Quantification of ethylene
To measure the ethylene production, 5 naked seeds were placed in 10 ml flasks. Flasks were tightly closed with serum caps and placed under darkness at 10 °C or 20 °C. One ml gas sample was taken from each flask and injected into a gas chromatograph (Hewlett Packard 5890 series II) equipped with a flame ionisation detector and an activated alumina column for ethylene determination using ethylene gas as internal standard. Results are the means of five measurements ± SD and are expressed as nl ethylene h−1 per seed.
Total RNA extraction
Total RNA was extracted by an improved procedure according to Oñate-Sánchez, et al.45. Twenty isolated embryonic axes were ground to a fine powder in liquid nitrogen, and then transferred to a cooled 2 ml tube containing 550 µl of extraction buffer (0.4 M LiCl, 0.2 M Tris pH 8, 25 mM EDTA, 1% (v/v) SDS) and 550 µl of chloroform. Suspensions were vortexed for 2 min and centrifuged for 5 min at 13000 rpm. The supernatant was transferred to a new 2 ml tube and 500 µl of phenol were added. After using vortex thoroughly, 200 µl of chloroform/CIA 24:1 was added and extract was centrifuged for 5 min at 13000 rpm. One volume of 4 M LiCl was then added to the supernatant and mixed. After overnight precipitation at 4 °C and centrifugation for 45 min at 13000 rpm, the pellet was dissolved in 250 µl Milli-Q water and precipitated once again with 25 µl 2.5 M NaAc and 500 µl ethanol. After washing the pellet with 70% EtOH three times, RNA was resuspended in 100 µl Milli-Q water after air-dry.

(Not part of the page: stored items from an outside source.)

PR #1269, opened 2024-01-04
Uthernet2: use fcntl for better compatibility with MacOS.

audetto:
This PR changes the way a socket is marked as "non-blocking" in linux.

The call to `fcntl` is more portable and available in macOS too.

Linux offers an easier alternative (an argument to `socket`), which does not exist in macOS.
The final result is the same, with no special `#ifdef` required for macOS (which at the moment does not work).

Design of primers and real-time qRT-PCR analysis
The oligonucleotide primer sets used for real-time qPCR analysis were designed on the basis of sunflower gene sequences (https://www.heliagene.org). All the genes used and the related heliagene accession number, amplified probe length and primer sequences are listed in S1 Table. ACO primers correspond to those used in Oracz, et al.46.

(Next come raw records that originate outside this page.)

PR #1270, opened 2024-01-04
Minor bugs in SSI263

audetto:
Fix an assertion that would never trigger.
Avoid assertion (or segfault) when running with `-no-mb`.


tomcw:
Thanks. Merged it.

PR #8835, opened 2024-01-12
Let Windows track floating window state

slouken:
This fixes restoring window size and position after moving it to a tiled location (which isn't maximized) and then back.

### DIFF
--- a/src/video/windows/SDL_windowsevents.c
+++ b/src/video/windows/SDL_windowsevents.c
@@ -1087,21 +1087,6 @@ WIN_WindowProc(HWND hwnd, UINT msg, WPARAM wParam, LPARAM lParam)
 
     case WM_WINDOWPOSCHANGING:
     {
-        WINDOWPOS *windowpos = (WINDOWPOS*)lParam;
-        if (!IsIconic(hwnd) &&
-            !IsZoomed(hwnd) &&
-            (data->window->flags & (SDL_WINDOW_MAXIMIZED | SDL_WINDOW_MINIMIZED)) &&
-            !(data->window->flags & SDL_WINDOW_FULLSCREEN)) {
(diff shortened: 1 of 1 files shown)


slouken:
@Kontrabant, I'm pretty sure I'm breaking something you were trying to do here.

The case I'm fixing is where you move the window to the right edge of the screen and let it go into tiled state there. At that point it's not zoomed, but Windows remembers the original size and position. If you maximize at that point, the window will be maximized, and then if you restore the window it goes to the previous untiled location and size. Without this fix, it will be restored to the tiled location and size, but Windows doesn't treat it as tiled anymore.

Kontrabant:
The purpose of this was for the case where, if a maximized window is fullscreened and application changes the floating size while fullscreened, the new size will be applied after leaving both fullscreen and restoring from the maximized state. This way we don't drop any user requested state.

I wasn't aware that Windows treated the internal tiled state separately from the normal windowed state. The `state_not_floating` in the window struct was added to handle situations such as this, where the window size/position is being dictated by the window manager, but SDL has no corresponding flag for the state. It's used in the Wayland driver for this exact scenario so that tiled windows don't overwrite the original floating state, but Wayland actually reports when a window is tiled, while it looks like Windows doesn't give us this information directly.

For now your fix is better since restoring to the docked state is more likely than the edge case of someone programmatically changing the size while a window is maximized+fullscreen, but it's probably worth looking into whether there is some way to detect the tiled state and handle it appropriately. [Google turns up some ideas](https://stackoverflow.com/questions/47888651/win32-detect-if-window-is-maximized-docked-to-half-screen-win-key-left-right), so I'll look into it a bit later.

Kontrabant (approved):

slouken:
Okay, I'll merge this for now. Feel free to iterate. :)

Two µg total RNA was reverse-transcribed and amplified, and the relative expression was calculated with three reference genes as described by Meimoun, et al.47. Gene expression analyses were performed on seeds from 3 different lots. The distance matrix expression analysis was performed by sorting points into neighbourhoods (SPIN) algorithm by Euclidian distance48. The PCA analysis was carried-out using Clustvis tool49.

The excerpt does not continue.